Analysis of human accelerated DNA regions using archaic hominin genomes.

Burbano HA, Green RE, Maricic T, Lalueza-Fox C, de la Rasilla M, Rosas A, Kelso J, Pollard KS, Lachmann M, Pääbo S.

PLoS One. 2012;7(3):e32877.

doi: 10.1371/journal.pone.0032877. Epub 2012 Mar 7.

PMID: 22412940

Neanderthal and Denisova genetic affinities with contemporary humans: introgression versus common ancestral polymorphisms.

Lowery RK, Uribe G, Jimenez EB, Weiss MA, Herrera KJ, Regueiro M, Herrera RJ.

Gene. 2013 Nov 1;530(1):83-94.

doi: 10.1016/j.gene.2013.06.005. Epub 2013 Jul 19.

PMID: 23872234

I guess that this depends on the definition of accuracy... in theory the best way should be a contrast towards PHYLOGENY (the single, actual one) which by now is not possible. But let's wait a couple of years!
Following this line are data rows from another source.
PR #1906, opened 2021-08-24
Test clone with target pvc name conflict

brybacki:

Adds a new test case to verify correct behavior when the target pvc name is taken.

PVC name conflict is already verified once by validation hook on dv creation. This tests only covers a situation when the target pvc name is taken between the dv creation and the actual clone process starting.  

Fixes #

**Release note**:

```release-note
NONE
```

### DIFF
--- a/tests/cloner_test.go
+++ b/tests/cloner_test.go
@@ -208,6 +208,53 @@ var _ = Describe("all clone tests", func() {
 				doInUseCloneTest(f, pvcDef, targetNs, "target-dv")
 			})
 
+			It("[posneg:negative][test_id:6612]Clone with CSI as PVC source with target name that already exists", func() {
+				if cloneType == "network" {
+					Skip("Cannot simulate target pvc name conflict for host-assisted clone ")
+				}
+				pvcDef := utils.NewPVCDefinition(sourcePVCName, "1Gi", nil, nil)
+				sourcePvc = f.CreateAndPopulateSourcePVC(pvcDef, sourcePodFillerName, fillCommand+testFile+"; chmod 660 "+testBaseDir+testFile)
+				targetNamespaceName := f.Namespace.Name
+
+				// 1. use the srcPvc so the clone cannot be started
+				pod, err := f.CreateExecutorPodWithPVC("temp-pod", f.Namespace.Name, sourcePvc)
+				Expect(err).ToNot(HaveOccurred())
+
+				Eventually(func() bool {
+					pod, err = f.K8sClient.CoreV1().Pods(f.Namespace.Name).Get(context.TODO(), pod.Name, metav1.GetOptions{})
+					Expect(err).ToNot(HaveOccurred())
+					return pod.Status.Phase == v1.PodRunning
+				}, 90*time.Second, 2*time.Second).Should(BeTrue())
+
+				// 2. Create a clone DataVolume
+				targetDV := utils.NewCloningDataVolume("target-pvc", "1Gi", sourcePvc)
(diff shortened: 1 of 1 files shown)


awels (commented):
So I am missing something here, if I read the test correctly we do this:
1. Make source
2. Have a pod use the source.
3. Start a clone
4. Since 2 is using the source, the clone won't proceed
5. Make a different PVC with the target name in the target namespace
6. Check for events that the resource exists.

The thing I am missing is that we never delete the pod we created in 2, so we never actually attempt to do the clone. So where are the events coming from?

brybacki:
> So I am missing something here, if I read the test correctly we do this:
> 
> 1. Make source
> 2. Have a pod use the source.
> 3. Start a clone
> 4. Since 2 is using the source, the clone won't proceed
> 5. Make a different PVC with the target name in the target namespace
> 6. Check for events that the resource exists.
> 
> The thing I am missing is that we never delete the pod we created in 2, so we never actually attempt to do the clone. So where are the events coming from?

This is the only way I could create a target name conflict in a deterministic way. 

First event is obviously a source in use: `verifyEvent(controller.SmartCloneSourceInUse, targetNamespaceName, f)`. Then the pod is deleted:
https://github.com/kubevirt/containerized-data-importer/blob/db4df4eb348ca2ea0ee876942b24f5abcfba7c19/tests/cloner_test.go#L246
and 253
```					err = f.K8sClient.CoreV1().Pods(f.Namespace.Name).Delete(context.TODO(), pod.Name, metav1.DeleteOptions{})
```

And then clone can proceed.

kgoldbla (approved):
CNV-6612 is covered in this PR. Looks good

awels:
Oh I been reviewing too much, I missed the delete completely. Now it makes a lot more sense.

tests/cloner_test.go
```diff
@@ -208,6 +208,56 @@ var _ = Describe("all clone tests", func() {
...
+
+				targetPvc, err := utils.CreatePVCFromDefinition(f.K8sClient, targetNamespaceName,
+					utils.NewPVCDefinition("target-pvc", "1Gi", annotations, nil))
+				Expect(err).ToNot(HaveOccurred())
+				f.ForceBindIfWaitForFirstConsumer(targetPvc)
+
+				actualCloneType := utils.GetCloneType(f.CdiClient, dataVolume)
+				if actualCloneType == "snapshot" {
+					verifyEvent(controller.SmartCloneSourceInUse, targetNamespaceName, f)
+					err = f.K8sClient.CoreV1().Pods(f.Namespace.Name).Delete(context.TODO(), pod.Name, metav1.DeleteOptions{})
```
awels, line 246: this line to line 250 is duplicated on line 253-257. In order to keep with the DRY principle can we do
```go
if actualCloneType == "snapshot" {
  verifyEvent(controller.SmartCloneSourceInUse, targetNamespaceName, f)
} else if actualCloneType == "csiclone" {
  verifyEvent(controller.CSICloneSourceInUse, targetNamespaceName, f)
} else {
  Fail(fmt.Sprintf("Unknown clonetype %s", actualCloneType))
}
err = f.K8sClient.CoreV1().Pods(f.Namespace.Name).Delete(context.TODO(), pod.Name, metav1.DeleteOptions{})
//verify event
verifyEvent(controller.ErrResourceExists, targetNamespaceName, f)
```
And as a bonus we now catch if for some reason the clone type gets corrupted.

brybacki: thanks, that is good, applied

brybacki:
@awels so wdyt?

What my experience is that there is no "precise tree" in phylogenetic analysis. All you can obtain is a tree that supports most evidences and a tree that you think can support your hypothesis based on the morphoogical, distribution or whatever the character that you consider outside the molecular data. However, a tree can be considered to be "the most accurate" if the same tree is obtained from different analysis, such as different gene regions, different loci, different DNA sequences and/or protein sequences. And different tree topologies, such MP, Ml, UPGMA, NJ, etc.
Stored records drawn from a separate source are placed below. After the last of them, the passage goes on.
PR #1911, opened 2021-08-31
Avoid trying to get metrics from non-running pod.

mrnold:
This pull request avoids calling updateProgressUsingPod when the importer pod exists but is not running. This prevents a 30-second delay in the phase transition to Paused in multi-stage imports. 

No issue or bug, just noticed this while working on #1903.

**Release note**:
```release-note
Avoid trying to get metrics from non-running pod. 
```

### DIFF
--- a/pkg/controller/datavolume-controller.go
+++ b/pkg/controller/datavolume-controller.go
@@ -1399,7 +1399,7 @@ func (r *DatavolumeReconciler) reconcileProgressUpdate(datavolume *cdiv1.DataVol
 	if err == nil {
 		if pod.Status.Phase != corev1.PodRunning {
 			// Avoid long timeouts and error traces from HTTP get when pod is already gone
-			return reconcile.Result{}, errors.New("Pod is not running, can't get metrics")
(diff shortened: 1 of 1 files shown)


pkg/controller/datavolume-controller.go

A similar question would be: "How can you tell if a history book is accurate?" We cannot replay history, nor time-travel, so direct observations cannot be made. Our history book will be biased in two fundamental ways: the information being interpreted may be incorrect (or, strictly, does not describe the past), and that information (correct or not) may be interpreted incorrectly (or, strictly, interpreted in a way which does not infer the past). These, in a phylogenetic context, are signal errors and systematic errors. With these errors in mind, we must admit that we can never tell if a phylogeny is accurate (except in special cases where we have made direct observations on the past, for example when culturing bacterial strains in the lab).
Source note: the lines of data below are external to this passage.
PR #1913, opened 2021-09-01
Support registry import using node docker cache

arnongilboa:

The new CRI (container runtime interface) importer pod is created with three containers and a shared emptyDir volume:
- Init container: copies static http server binary to emptyDir
- Server container: container image container configured to run the http binary and serve up the image file in /data
- Client container: uses cdi-import to import from server container, writes "done" file on emptyDir
- Server container sees "done" file and exits

Thanks **mhenriks** for the PoC!

Done:
- added ImportMethod to DataVolumeSourceRegistry (DataVolume.Spec.Source.Registry, DataImportCron.Spec.Source.Registry). Import method can be "skopeo" (default), or "cri" for container runtime interface based import
- added cdi-containerimage-server & import.sh to the cdi-importer container

ToDo:
- [x] utests and func tests
- [x] doc

Fixes #

utests, func tests and doc will be added soon to this PR.

**Release note**:
```release-note
Add support for CRI (container runtime interface) registry import using node docker cache
```


tools/cdi-containerimage-server/import.sh
```diff
@@ -0,0 +1,22 @@
+#!/usr/bin/env bash
```
mhenriks, line 1: this file was only included for the proof of concept.  Should be regular http import container/code path

arnongilboa: It uses regular cdi-importer

pkg/controller/import-controller.go
```diff
@@ -792,6 +820,127 @@ func createImporterPod(log logr.Logger, client client.Client, image, verbose, pu
...
+							MountPath: "/shared",
+							Name:      "shared-volume",
+						},
+					},
+					ImagePullPolicy: corev1.PullPolicy(pullPolicy),
+				},
+				{
+					Name:    common.ImporterPodName,
+					Image:   image,
+					Command: []string{"/usr/bin/import.sh", "8100", "/shared/ready", "/shared/done", "disk.img", "/data/disk.img"},
```
mhenriks, line 907: should configure standard http import container here

tools/cdi-containerimage-server/import.sh
mhenriks: it should use the exact same code path as http import not call this script

mhenriks: I stand corrected just missing some env vars

pkg/controller/import-controller.go
mhenriks: may be nicer, your call

pkg/apis/core/v1beta1/types.go
```diff
@@ -152,14 +152,33 @@ type DataVolumeSourceS3 struct {
 
 // DataVolumeSourceRegistry provides the parameters to create a Data Volume from an registry source
 type DataVolumeSourceRegistry struct {
-	//URL is the url of the Docker registry source
+	//URL is the url of the registry source (starting with docker:// for Docker, or is:// for ImageStream)
```
awels, line 155: Actually we also accept oci-archive https://github.com/kubevirt/containerized-data-importer/blob/main/pkg/importer/transport.go#L88-L92

pkg/apis/core/v1beta1/types.go
```diff
@@ -152,14 +152,33 @@ type DataVolumeSourceS3 struct {
...
+	ImportMethod RegistryImportMethod `json:"importMethod,omitempty"`
 	//SecretRef provides the secret reference needed to access the Registry source
 	SecretRef string `json:"secretRef,omitempty"`
 	//CertConfigMap provides a reference to the Registry certs
 	CertConfigMap string `json:"certConfigMap,omitempty"`
 }
 
+const (
+	// RegistryTransportDocker is docker transport prefix
+	RegistryTransportDocker = "docker"
```
awels, line 167:
```go
// RegistrySchemeDocker is docker scheme prefix
RegistrySchemeDocker = "docker"
// RegistrySchemeOci is oci-archive scheme prefix
RegistrySchemeOci = "oci-archive"
// RegistrySchemeImageStream is image stream scheme prefix
RegistrySchemeImageStream = "is"
```
Please also fix https://github.com/kubevirt/containerized-data-importer/blob/main/pkg/importer/transport.go#L88-L92 to use these constants. Could be a follow up PR.

pkg/apis/core/v1beta1/types.go
```diff
@@ -152,14 +152,33 @@ type DataVolumeSourceS3 struct {
...
+	// RegistryTransportImageStream is image streamstransport prefix
+	RegistryTransportImageStream = "is"
+)
+
+// RegistryImportMethod represents the registry import method
+type RegistryImportMethod string
+
+const (
+	// RegistryImportSkopeo is the standard import method
+	RegistryImportSkopeo RegistryImportMethod = "skopeo"
```
awels, line 177: We don't actually use skopeo anymore, we use the containers library which has the same code that skopeo uses to do its thing, but no skopeo itself. The term used in the library is ImageSource, but I don't know if that is any clearer.

pkg/apiserver/webhooks/datavolume-validate.go
```diff
@@ -240,14 +241,45 @@ func (wh *dataVolumeValidatingWebhook) validateDataVolumeSpec(request *admission
...
+			causes = append(causes, metav1.StatusCause{
+				Type:    metav1.CauseTypeFieldValueInvalid,
+				Message: fmt.Sprintf("Transport is neither %s or %s in url %s", cdiv1.RegistryTransportDocker, cdiv1.RegistryTransportImageStream, url),
+				Field:   field.Child("source", "Registry", "URL").String(),
+			})
+			return causes
+
+		}
+		importMethod := spec.Source.Registry.ImportMethod
+		if importMethod != "" && importMethod != cdiv1.RegistryImportSkopeo && importMethod != cdiv1.RegistryImportCri {
```
awels, line 275: Don't forget oci-archive, we also support that.

pkg/controller/import-controller.go
```diff
@@ -638,7 +641,9 @@ func (r *ImportReconciler) requiresScratchSpace(pvc *corev1.PersistentVolumeClai
 		case SourceGlance:
 			scratchRequired = true
 		case SourceRegistry:
-			scratchRequired = true
+			if pvc.Annotations[AnnRegistryImportMethod] != "cri" {
```
awels, line 644: can you make "cri" a constant, it is used in a lot of places.

pkg/controller/import-controller.go
```diff
@@ -748,6 +753,19 @@ func getEndpoint(pvc *corev1.PersistentVolumeClaim) (string, error) {
 	return ep, nil
 }
 
+// returns the import image part of the endpoint string
+func getImportImage(pvc *corev1.PersistentVolumeClaim) (string, error) {
+	ep, err := getEndpoint(pvc)
+	if err != nil {
+		return "", nil
+	}
+	parts := strings.Split(ep, "://")
```
awels, line 762: url.Parse uses existing libraries to do the parsing.

pkg/controller/import-controller.go
awels: Might be nice to take how we create the container for a standard importer, and put that into a function, and call that function from both places?

cmd/cdi-importer/BUILD.bazel
```diff
@@ -18,6 +18,7 @@ rpm_image(
             "@nbdkit-xz-filter//file",
             "@nbdkit-gzip-filter//file",
             "@qemu-img-aarch64//file",
+            "@qemu-block-curl-aarch64//file",
```
awels, line 21: Why are we adding block curl, but just for arm?

pkg/apis/core/v1beta1/types.go
arnongilboa: Naming is always the hardest thing...
RegistryImportImageSource?
RegistryImportDocker?
RegistryImportCDI?

pkg/controller/import-controller.go
arnongilboa: Fixed. scratchRequired is sure false in this method, right?

pkg/apiserver/webhooks/datavolume-validate.go
```diff
@@ -240,14 +241,45 @@ func (wh *dataVolumeValidatingWebhook) validateDataVolumeSpec(request *admission
...
+			sourceType = field.Child("contentType").String()
+			causes = append(causes, metav1.StatusCause{
+				Type:    metav1.CauseTypeFieldValueInvalid,
+				Message: fmt.Sprintf("ContentType must be %s when Source is Registry", cdiv1.DataVolumeKubeVirt),
+				Field:   sourceType,
+			})
+			return causes
+		}
+		url := spec.Source.Registry.URL
+		parts := strings.Split(url, "://")
```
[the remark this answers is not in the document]
arnongilboa: Fixed

pkg/apiserver/webhooks/datavolume-validate.go
```diff
@@ -240,14 +241,45 @@ func (wh *dataVolumeValidatingWebhook) validateDataVolumeSpec(request *admission
...
+				Message: fmt.Sprintf("Illegal registry source URL %s", url),
+				Field:   field.Child("source", "Registry", "URL").String(),
+			})
+			return causes
+		}
+		transport := parts[0]
+		if transport != cdiv1.RegistryTransportDocker && transport != cdiv1.RegistryTransportImageStream {
+			causes = append(causes, metav1.StatusCause{
+				Type:    metav1.CauseTypeFieldValueInvalid,
+				Message: fmt.Sprintf("Transport is neither %s or %s in url %s", cdiv1.RegistryTransportDocker, cdiv1.RegistryTransportImageStream, url),
```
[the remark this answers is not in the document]
arnongilboa: Fixed

pkg/apis/core/v1beta1/types.go
arnongilboa: Fixed

pkg/apis/core/v1beta1/types.go
arnongilboa: Fixed

pkg/apiserver/webhooks/datavolume-validate.go
arnongilboa: oci-archive was added to the scheme validation, not importMethod.

pkg/controller/import-controller.go
arnongilboa: Fixed

pkg/controller/import-controller.go
arnongilboa: Fixed

cmd/cdi-importer/BUILD.bazel
arnongilboa: Leftover, removed.

pkg/apiserver/webhooks/datavolume-validate.go
awels: Actually good point, its either use the container runtime (docker cache) or use pulling from registry

pkg/controller/import-controller.go
awels: you can write this as:
```go
  scratchRequired = pvc.Annotations[AnnRegistryImportMethod] != "cri"
```
With the "cri" constant of course.

arnongilboa: Right, fixed.

pkg/controller/import-controller.go
arnongilboa: Done

tools/cdi-containerimage-server/import.sh
arnongilboa: Done

tools/cdi-containerimage-server/BUILD.bazel
```diff
@@ -0,0 +1,16 @@
+load("@io_bazel_rules_go//go:def.bzl", "go_binary", "go_library")
```
mhenriks, line 1: not sure how to do this in bazel off the top of my head but we should make sure that the binary has no links to c libraries.  In the POC, I set `CGO_ENABLED=0` on `go build` line.

tools/cdi-containerimage-server/main.go
```diff
@@ -0,0 +1,93 @@
...
+	server := &http.Server{
+		Handler: http.FileServer(http.Dir(*directory)),
+	}
+	addr := fmt.Sprintf("localhost:%d", *port)
+	listener, err := net.Listen("tcp", addr)
+	if err != nil {
+		log.Fatalf("Failed listening on %s err: %v", addr, err)
+	}
+
+	f, err := os.OpenFile(*readyFile, os.O_CREATE|os.O_EXCL, 0666)
```
mhenriks, line 67: maybe shouldn't have `O_EXCL` here in case of crash/restart.  I think some thought has to go into this synchronization and crash/restart scenarios.  Perhaps the easiest thing to do would be to not restart containers and have the import delete/recreate the pod on failure?

mhenriks (commented):
food for thought

pkg/apis/core/v1beta1/types.go
```diff
@@ -152,14 +152,35 @@ type DataVolumeSourceS3 struct {
...
 	CertConfigMap string `json:"certConfigMap,omitempty"`
 }
 
+const (
+	// RegistrySchemeDocker is docker scheme prefix
+	RegistrySchemeDocker = "docker"
+	// RegistrySchemeOci is oci-archive scheme prefix
+	RegistrySchemeOci = "oci-archive"
+	// RegistrySchemeImageStream is image stream scheme prefix
+	RegistrySchemeImageStream = "is"
```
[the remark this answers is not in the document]
arnongilboa: I like the longest alternative: `image-stream://`
@aglitke @mhenriks @awels what's your favorite? 
`imagestream:// imgstrm:// istream:// ?`

cmd/cdi-importer/importer.go
```diff
@@ -39,6 +40,32 @@ func init() {
...
+	if readyFile == "" {
+		return
+	}
+	for {
+		if _, err := os.Stat(readyFile); err == nil {
+			break
+		}
+		time.Sleep(time.Second)
+	}
+	os.Remove(readyFile)
```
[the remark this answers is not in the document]
arnongilboa: Right, this is a dumb line. The  server already defers the file removal, so it won't stay there if the server crashed and before it's ready again.

pkg/controller/import-controller.go
```diff
@@ -792,6 +819,113 @@ func createImporterPod(log logr.Logger, client client.Client, image, verbose, pu
 	return pod, nil
 }
 
+// makeCriImporterPodSpec creates and return the container runtime interface importer pod spec based on the passed-in importImage and pvc.
+func makeCriImporterPodSpec(namespace, image, importImage, verbose, pullPolicy string, podEnvVar *importPodEnvVar, pvc *corev1.PersistentVolumeClaim, podResourceRequirements *corev1.ResourceRequirements, workloadNodePlacement *sdkapi.NodePlacement, priorityClassName string) *corev1.Pod {
```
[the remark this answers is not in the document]
arnongilboa: Actually `makeCriImporterPodSpec()` is  similar to the long existing `makeImporterPodSpec()`. So time has come to pass a struct to both of them?

tools/cdi-containerimage-server/BUILD.bazel
arnongilboa: It's sure already done in the previous patch using `pure = "on"` which is equivalent to `CGO_ENABLED=0`.

tools/cdi-containerimage-server/main.go
arnongilboa: Do you really want to move the delete/recreate to pod level by the import-controller, so it adds a specific recovery path to the cri import? I think our server and importer containers are simple enough to do the recovery in the container level. "ready" file removal is deferred by the server, so I see no reason to remove the O_EXCL.

cmd/cdi-importer/importer.go
```diff
@@ -186,7 +213,9 @@ func main() {
 		}
 		defer dp.Close()
 		processor := importer.NewDataProcessor(dp, dest, dataDir, common.ScratchDataDir, imageSize, filesystemOverhead, preallocation)
+		waitForReadyFile()
 		err = processor.ProcessData()
+		touchDoneFile()
```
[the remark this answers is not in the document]
arnongilboa: Mmm, in order to get the importer container restarted and the server container keep serving I guess we shouldn't  `touchDoneFile()` in case of error.

pkg/controller/import-controller.go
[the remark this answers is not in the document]
arnongilboa: Done

tools/cdi-containerimage-server/main.go
mhenriks: I just think we should make sure that we can tolerate container crashes.  If you can make it work without help from the controller, then that's great.  My point was that it may be easier to do that in one place.  

The reason to remove `O_EXCL` is that it is an error if the file already exists and that seems possible after a crash/restart.

mhenriks: Ah now I see the defer removal

arnongilboa: So we can trust the defer removal that when server container crashes the "ready" file is removed, and we can keep the `O_EXCL`. What bothers me more are the loops waiting for the ready/done files. I guess we should error after some time? for the `ready` it's easy (say 10sec?), but for the `done` it depends on the file size.

pkg/apis/core/v1beta1/types.go
aglitke: Ack.  I like the naming suggested here.  PullMethod seems better since you could use either method against the same image source.  node and pod sound good to me.

tests/transport_test.go
```diff
@@ -140,23 +143,26 @@ var _ = Describe("Transport Tests", func() {
 	registryNoAuthEp := func() string { return fmt.Sprintf("docker://%s", utils.RegistryHostName+"."+f.CdiInstallNs) }
 	registryAuthEp := func() string { return fmt.Sprintf("docker://%s.%s:%d", utils.RegistryHostName, f.CdiInstallNs, 1443) }
 	altRegistryNoAuthEp := func() string { return fmt.Sprintf("docker://%s.%s:%d", utils.RegistryHostName, f.CdiInstallNs, 5000) }
+	trustedCriRegistryEp := func() string { return "docker://registry:5000" }
```
mhenriks, line 146: This should be configurable.  Not exactly sure the best way to do it for func tests but `DOCKER_PREFIX` is the env var used for build/sync.

pkg/apis/core/v1beta1/types.go
```diff
@@ -152,14 +152,35 @@ type DataVolumeSourceS3 struct {
 
 // DataVolumeSourceRegistry provides the parameters to create a Data Volume from an registry source
 type DataVolumeSourceRegistry struct {
-	//URL is the url of the Docker registry source
+	//URL is the url of the registry source (starting with the scheme: docker, oci-archive, imagestream)
 	URL string `json:"url"`
+	//PullMethod can be either "pod" (default import), or "node" (node docker cache based import)
+	PullMethod RegistryPullMethod `json:"pullMethod,omitempty"`
```
mhenriks, line 158: This should probably be a pointer if optional

pkg/apis/core/v1beta1/types.go
```diff
@@ -152,14 +152,35 @@ type DataVolumeSourceS3 struct {
...
 	CertConfigMap string `json:"certConfigMap,omitempty"`
 }
 
+const (
+	// RegistrySchemeDocker is docker scheme prefix
+	RegistrySchemeDocker = "docker"
+	// RegistrySchemeOci is oci-archive scheme prefix
+	RegistrySchemeOci = "oci-archive"
+	// RegistrySchemeImageStream is image stream scheme prefix
+	RegistrySchemeImageStream = "imagestream"
```
mhenriks, line 171: I don't see any actual support for this yet in here (not adding annotations to import pod).  What is the plan?

arnongilboa: Yep, it should be moved to the controller PR and somehow got here. Will move.

pkg/apis/core/v1beta1/types.go
arnongilboa: The following 2 fields (SecretRef, CertConfigMap) are also optional but not pointers, so why is it important here?

mhenriks: IMO the others should be pointers as well not sure why they're not.  Fine if you want to keep non pointers for consistency for now.  Can always change to pointers while maintaining API compatibility

pkg/apis/core/v1beta1/types.go
mhenriks: Given recent conversations, should `RegistrySchemeImageStream` be deleted?

arnongilboa: Sure, working on the IS change it this morning.

pkg/apis/core/v1beta1/types.go
arnongilboa: Fixed

tests/transport_test.go
arnongilboa: Done.

pkg/apis/core/v1beta1/types.go
arnongilboa: Done

pkg/apis/core/v1beta1/types.go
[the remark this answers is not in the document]
arnongilboa: Removed imagestream scheme

pkg/controller/import-controller.go
```diff
@@ -771,31 +843,160 @@ func createImportPodNameFromPvc(pvc *corev1.PersistentVolumeClaim) string {
...
+	pod := &corev1.Pod{
+		TypeMeta: metav1.TypeMeta{
+			Kind:       "Pod",
+			APIVersion: "v1",
+		},
+		ObjectMeta: metav1.ObjectMeta{
+			Name:      podName,
+			Namespace: args.pvc.Namespace,
+			Annotations: map[string]string{
+				AnnCreatedBy: "yes",
```
mhenriks, line 913: Don't see `alpha.image.policy.openshift.io/resolve-names: '*'` added anywhere if imagestream

pkg/controller/import-controller.go
```diff
@@ -771,31 +843,160 @@ func createImportPodNameFromPvc(pvc *corev1.PersistentVolumeClaim) string {
...
+	}
+
+	/**
+	FIXME: When registry source is ImageStream, if we set importer pod OwnerReference (to its pvc, like all other cases),
+	for some reason (OCP issue?) we get the following error:
+		Failed to pull image "imagestream-name": rpc error: code = Unknown
+		desc = Error reading manifest latest in docker.io/library/imagestream-name: errors:
+		denied: requested access to the resource is denied
+		unauthorized: authentication required
+	When we don't set pod OwnerReferences, all works well.
```
mhenriks, line 967: see where you delete imagestream finalizer but not add it

mhenriks (commented):
Getting there!  Couple comments.

Looking forward to imagestream func tests and docs

awels (commented):
Looks pretty good, just some nits.

pkg/controller/import-controller.go
arnongilboa: This is not needed when you set `Imagestream.spec.lookupPolicy.local: true`. I initially suspected this was the reason for the  OwnerReference issue, but adding it changed nothing.

pkg/controller/import-controller.go
arnongilboa: We add it [here](https://github.com/kubevirt/containerized-data-importer/pull/1913/commits/b942c8d6bc9c7bad4cc27c41769838b55ee13cd7#diff-868af4b730094e9180f78af4cc069ae6cecf7077a46c186553f331dccbd32993R515-R523)

pkg/apiserver/webhooks/datavolume-validate_test.go
```diff
@@ -68,12 +68,90 @@ var _ = Describe("Validating Webhook", func() {
...
+		It("should accept DataVolume with Registry source ImageStream and node PullMethod on create", func() {
+			imageStream := "istream"
+			pullNode := cdiv1.RegistryPullNode
+			registrySource := cdiv1.DataVolumeSource{
+				Registry: &cdiv1.DataVolumeSourceRegistry{ImageStream: &imageStream, PullMethod: &pullNode},
+			}
+			pvc := newPVCSpec(pvcSizeDefault)
+			dataVolume := newDataVolume("testDV", registrySource, pvc)
+			resp := validateDataVolumeCreate(dataVolume)
+			Expect(resp.Allowed).To(Equal(true))
```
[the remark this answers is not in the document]
arnongilboa: I'd rather do this in the same PR with the above refactoring, as all tests here use Equal(true/false).

pkg/apiserver/webhooks/datavolume-validate_test.go
```diff
@@ -68,12 +68,90 @@ var _ = Describe("Validating Webhook", func() {
...
 		})
 
-		It("should accept DataVolume with Registry source on create", func() {
+		It("should accept DataVolume with Registry source URL on create", func() {
 			dataVolume := newRegistryDataVolume("testDV", "docker://registry:5000/test")
 			resp := validateDataVolumeCreate(dataVolume)
 			Expect(resp.Allowed).To(Equal(true))
 		})
 
+		It("should accept DataVolume with Registry source ImageStream and node PullMethod on create", func() {
```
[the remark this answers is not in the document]
arnongilboa: I'd rather do this nice refactoring in a different PR.

pkg/controller/import-controller.go
mhenriks: Okay but is it reasonable to expect that to be set?  Will adding the annotations harm anything?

All is not lost! We need to rephrase our question: "How can you tell if a history book is rational?" We cannot tell if the book is true, but we can support why we rationally believe it to have a certain amount of truth. This support might come from how well independent lines of evidence agree; how we identify uninformative information; and how we assess the realism of our evolutionary simulations. Essentially, we make observations on the present to infer the past, while cautiously leaning on the assumption that things proceeded in the past in a similar way to how they proceed in the present.

Stopping short of the philosophical questions of what rationality is: - we cannot tell if a phylogeny is accurate, we can only tell if it is rational to believe that it is accurate.